§ **Your goal**
Write down exactly the lines of the records below, beginning with the first and ending with the line that includes "- [x] Utils".

§ **Material provided**
PR #826, opened 2024-07-17
docs: fix link to unimport

eetann:
The link to unimport was vue.ts, so corrected it to svelte.ts.


aklinker1 (approved):
Thanks! I double checked the rest of the modules, this was the only one with the copy/paste error.

PR #758, opened 2024-06-19
feat: New `@wxt-dev/i18n` package

aklinker1:
### Usage

```yml
# <srcDir>/locales/en.yml
simpleMessages: No need to use an object and provide a message or description field
chromeMessages:
  message: But you still can
  description: Same as the regular i18n setup, this field shouldn't be translated.
nested:
  messages: You can access nested messages using a "."
substitutions: You can include substitutions like $1
plurals:
  0: 0 items
  1: 1 item
  n: $1 items
```

> You can use `.json`, `.jsonc`, `.json5`, `.yaml`, `.yml`, or `.toml` files for your messages

```ts
// Auto-imports from:
// import { i18n } from 'wxt/client';

i18n.t("simpleMessage")              // No need to use an object and provide a message or description field
i18n.t("chromeMessages")             // But you still can
i18n.t("nested.messages")            // You can access nested messages using a "."
i18n.t("substitutions", ["this!"])   // You can include substitutions like this!
i18n.t("plurals", 0)                 // 0 items
i18n.t("plurals", 1)                 // 1 item
i18n.t("plurals", 2)                 // 2 items
i18n.t("plurals", 2, ["Two"])        // Two items
```

### Overview

This closes #327, newer version of PR #343. It's out of date, and now that the repo is a monorepo, it can be it's own package.

- [x] Untyped client (`i18n.t(...)`)
   - [x] Plan for future pluralization resolvers (like arabic's few/many plural forms)
      ```diff
      -createI18n()
      +createI18n({ resolvePlurals: (forms, count, locale) => ... })
      ```
   - [x] Plan for future substitution formatters (like money or numbers)
      ```diff
      -i18n.t("it-costs", [dollars])
      +i18n.t("it-costs", [i18n.money(dollars)])
      ```
- [x] Allow customizing types (`createI18n<MyI18n>(...)`)
- [x] Detect number of substitutions and make it type-safe
- [x] Generate declaration file for messages file
- [x] Allow passing options into `t(..., options)`
- [x] Utils for transforming custom JSON/JSON5/YAML to standard chrome extension json
   - [x] Generate plurals in correct format
   - [x] Support array keys
   - [x] Use dots for nested objects/keys
   - ~~Add `@see` links in JSDoc to link to original messages file?~~ Not something all editors support, so skipping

§ **Finished task**
PR #826, opened 2024-07-17
docs: fix link to unimport

eetann:
The link to unimport was vue.ts, so corrected it to svelte.ts.


aklinker1 (approved):
Thanks! I double checked the rest of the modules, this was the only one with the copy/paste error.

PR #758, opened 2024-06-19
feat: New `@wxt-dev/i18n` package

aklinker1:
### Usage

```yml
# <srcDir>/locales/en.yml
simpleMessages: No need to use an object and provide a message or description field
chromeMessages:
  message: But you still can
  description: Same as the regular i18n setup, this field shouldn't be translated.
nested:
  messages: You can access nested messages using a "."
substitutions: You can include substitutions like $1
plurals:
  0: 0 items
  1: 1 item
  n: $1 items
```

> You can use `.json`, `.jsonc`, `.json5`, `.yaml`, `.yml`, or `.toml` files for your messages

```ts
// Auto-imports from:
// import { i18n } from 'wxt/client';

i18n.t("simpleMessage")              // No need to use an object and provide a message or description field
i18n.t("chromeMessages")             // But you still can
i18n.t("nested.messages")            // You can access nested messages using a "."
i18n.t("substitutions", ["this!"])   // You can include substitutions like this!
i18n.t("plurals", 0)                 // 0 items
i18n.t("plurals", 1)                 // 1 item
i18n.t("plurals", 2)                 // 2 items
i18n.t("plurals", 2, ["Two"])        // Two items
```

### Overview

This closes #327, newer version of PR #343. It's out of date, and now that the repo is a monorepo, it can be it's own package.

- [x] Untyped client (`i18n.t(...)`)
   - [x] Plan for future pluralization resolvers (like arabic's few/many plural forms)
      ```diff
      -createI18n()
      +createI18n({ resolvePlurals: (forms, count, locale) => ... })
      ```
   - [x] Plan for future substitution formatters (like money or numbers)
      ```diff
      -i18n.t("it-costs", [dollars])
      +i18n.t("it-costs", [i18n.money(dollars)])
      ```
- [x] Allow customizing types (`createI18n<MyI18n>(...)`)
- [x] Detect number of substitutions and make it type-safe
- [x] Generate declaration file for messages file
- [x] Allow passing options into `t(..., options)`
- [x] Utils for transforming custom JSON/JSON5/YAML to standard chrome extension json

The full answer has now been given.